The jury will return Thursday in the murder trial of a man accused of kidnapping and killing 6-year-old Etan Patz in 1979.
Jurors were sent home for the day Wednesday after telling the judge they were deadlocked. The judge told them to keep deliberating, and on Thursday, they will listen to a lengthy read-back of both closing summations. The summations each took a day originally.
On Wednesday, the jurors sent a note to the judge saying they have been unable to reach a unanimous decision after 10 days of deliberations in the trial of Pedro Hernandez.
The defense argued for a mistrial, saying it was obvious the jury was hung. “This case right now is, as far as we are concerned, a jury that cannot decide this case,” said defense attorney Harvey Fishbein.
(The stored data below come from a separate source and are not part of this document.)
PR #2593, opened 2021-02-03
[FE]: Support Data Model filtering

### LINKED ISSUE #2488: [Enhance] [FE] Support Data Model filtering
### Description

In the v1.15 release we released an MVP of our Data Models in which a user can connect different fields from different log types, to a unified normalized field. This helps analysts since they can use a single/same field for all of their logs.

A user can see their data models by navigating to `/log-analysis/data-models/`, but they currently have no way to filter them. 

That's what we want to support in this PR.

### Related Services

- Web
  - Data Models List Page

### Designs

https://app.abstract.com/projects/558a8de6-7134-4c8b-91c5-62074bb1279b/branches/df9d59c8-eeb1-452d-a5f5-3712b64010be/commits/latest/files/46187896-210a-4c7f-92ff-d156f6dc68b2/layers/9267464E-2912-4F67-881C-DD8D6E1A092D?collectionId=65b935ef-579f-4620-9530-c359b8d416e3&collectionLayerId=59aa43d3-d78a-4572-bef5-9b27f14caf8d

### Related GraphQL API

https://github.com/panther-labs/panther-enterprise/blob/542ea50b0eea4134ce8017336f1b97ed81b1b3ad/api/graphql/schema.graphql#L196

### Acceptance Criteria

- Allow user to filter Data Models
  - Add a `TextInput` to allow users to filter by the `nameContains` property as seen in the designs
  - Add a button with the name "Filters (XXX)" that opens a Dropdown with additional filters
    - Dropdown must have a `MultiCombobox` to allow to filter by a list of Log Type values
    - Dropdown must have a `Combobox` to allow users to filter by `enabled`. The values should be `All`, `Enabled` &`Disabled`

- Allow user to sort the Data Models. This will be done through a Dropdown:
  - User should be able to sort  alphabetically through 2 options named `A to Z` and `Z to A` that internally to the `id` field 
  - User should be able to sort  by last modified date through 2 options named `Oldest` and `Most Recent` that internally to the `lastModified` field 

- All filters should be mirrored in the URL bar (via URL params)
- Sufficient tests should be added
 
### Notes

- Pagination shouldn't be handled for now. We can omit it or hardcode `pageSize` to a **high** value like `500` or `1000`
- To see examples of similar behavior, view the following components:
  - ListRulesPage
  - ListAlertsPage

kouknick:
## Description

This PR adds filtering and sorting options to the Data Models page.

Closes #2488 

### Screenshots:

https://user-images.githubusercontent.com/15084305/106728282-f920fd80-6614-11eb-9733-267c8577dc89.mov

*The sorting was broken when this video was captured but this [PR](https://github.com/panther-labs/panther/pull/2588) fixed the issue 

### Checklist:


web/src/pages/ListDataModels/ListDataModelFilters/ListDataModelFilters.tsx
```diff
@@ -0,0 +1,163 @@
...
+const defaultValues = {
+  nameContains: '',
+  sorting: null,
+};
+
+const sortingOpts: SortingOptions = [
+  {
+    opt: 'A to Z',
+    resolution: {
+      sortBy: ListDataModelsSortFieldsEnum.Id,
```
alexmylonas, line 50: Could you confirm that we should sort by `Id` and not by `displayName`

web/src/pages/ListDataModels/Skeleton/Skeleton.tsx
```diff
@@ -0,0 +1,34 @@
...
+import React from 'react';
+import TablePlaceholder from 'Components/TablePlaceholder';
+import { Card, FadeIn } from 'pouncejs';
+
+const ListDataModelsPageSkeleton: React.FC = () => {
+  return (
+    <FadeIn from="bottom">
+      <TablePlaceholder rowCount={1} rowHeight={15} />
+      <Card p={6} mt={5}>
+        <TablePlaceholder />
```
alexmylonas, line 28:
```suggestion
        <TablePlaceholder rowCount={5} rowHeight={40} />
```
Or something like this to better represent `DataModel` cards

alexmylonas (approved):
Nice screencast and solid work on this PR! A couple of comments but nothing stopping me from approving! 🚀

web/src/pages/ListDataModels/ListDataModelFilters/ListDataModelFilters.tsx
kouknick: I followed the Acceptance Criteria:
> User should be able to sort alphabetically through 2 options named A to Z and Z to A that internally to the id field

@3nvi Can you confirm that this is the correct sorting field?

web/src/pages/ListDataModels/ListDataModelFilters/DropdownFilters.tsx
```diff
@@ -0,0 +1,133 @@
...
+                      <Field
+                        name="enabled"
+                        as={FormikCombobox}
+                        items={['', true, false]}
+                        itemToString={(item: boolean | string) => {
+                          if (item === '') {
+                            return 'All';
+                          }
+                          return item ? 'Yes' : 'No';
+                        }}
```
3nvi, line 106: can we:

- use `FastField` instead of `Field`
- Define `itemToString` as a separate function outside the React component, so we can have fixed reference

web/src/pages/ListDataModels/ListDataModelFilters/ListDataModelFilters.tsx
3nvi: yup, right now only `ID` is allowed. We can change the displayed options to `Id (A - Z)` and `Id (Z-A)` if we prefer. That might clear up any confusion.

3nvi (approved):
Really good work @kouknick . I have only 2 minor comments but they are trivial. 

Pre-approving since this shouldn't be blocked by my comments 🎉

PR #2594, opened 2021-02-03
[FE][BUGFIX] Remove stale appsync resolvers

3nvi:
## Background

When merging policies & rules page together, we removed the `listRules` and `listPolicies` GraphQL queries from the schema, since they were not longer needed. 

Unfortunately, we forgot to remove their related resolvers, causing AppSync to crash. This PR fixes just that.

## Changes

- Remove stale appsync resolveers

## Testing

- App can be deployed

## Notes

This wasn't caught since the GraphQL queries were removed during PR feedback in which case, I personally forgot to re-deploy (since I didn't expect any errors).  What went wrong was optimistically assuming that there would be no side-effects. Guess that's not gonna happen again!

### DIFF
--- a/deployments/appsync.yml
+++ b/deployments/appsync.yml
@@ -870,23 +870,6 @@ Resources:
         }
       ResponseMappingTemplate: !FindInMap [ResponseTemplates, Lambda, VTL]
 
-  ListPoliciesResolver:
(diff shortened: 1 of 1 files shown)


alexmylonas (approved):
LGTM!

“Any charge to them at this point, even sending a note in to them saying, ‘Would you like to try harder?’ is inherently coercive,” said lawyer Alice Fontier. “We believe that a mistrial is warranted, and any further proceedings after that are over the strenuous objections of the defense.”
The judge denied the defense request and told jurors to continue deliberations.
“Given the nature of this case, I don’t think you’ve been considering this case long enough to conclude that you cannot reach a verdict,” state Supreme Court Justice Maxwell Wiley told the weary-looking jurors, noting that with testimony read backs and an afternoon start on the first day, they hadn’t been discussing the case for a full 10 days.
“It’s not uncommon for a jury to have difficulty reaching a unanimous verdict in any case,” he noted, praising the jurors’ work so far.
Defense lawyers then asked for a mistrial. “To charge them that they should go back in there and do what they’ve been doing is coercive and that’s why we moved for a mistrial,” said Fishbein.
When jurors say they’re deadlocked, it’s common for judges – at least the first time – to send them back to keep going. Defense lawyers often object, saying that that amounts to pressure on jurors to reach a verdict.
“They’ve reached a dead end,” Fishbein said outside court. “The fact that they can’t render a verdict, at this point, tells me they cannot do it.”
A spokesman for Manhattan District Attorney Cyrus R. Vance, Jr. said “This a conscientious and hard-working jury and we have every faith that, under the judge’s guidance, they can continue to work together to reach a just verdict.”
Before sending their deadlock note, jurors had sent a note requesting to have both sides’ summations read back, an unusual request. The judge asked them to clarify whether they still wanted to re-hear the closing arguments.
Hernandez made a surprise confession in 2012. He told authorities he choked Etan in the basement of a convenience store where he worked and dumped the body a few blocks away.
But prosecutors had no physical evidence linking Hernandez to the crime. Etan’s body was never found. Defense attorneys suggested another man had committed the crime and said Hernandez was mentally ill.
The case has baffled authorities for decades.
Etan’s photo was among the first on a milk carton. His parents helped shepherd in an era of law enforcement advances that make it easier to track missing children and communicate between agencies. They were at the White House when Ronald Reagan named May 25 National Missing Children’s Day.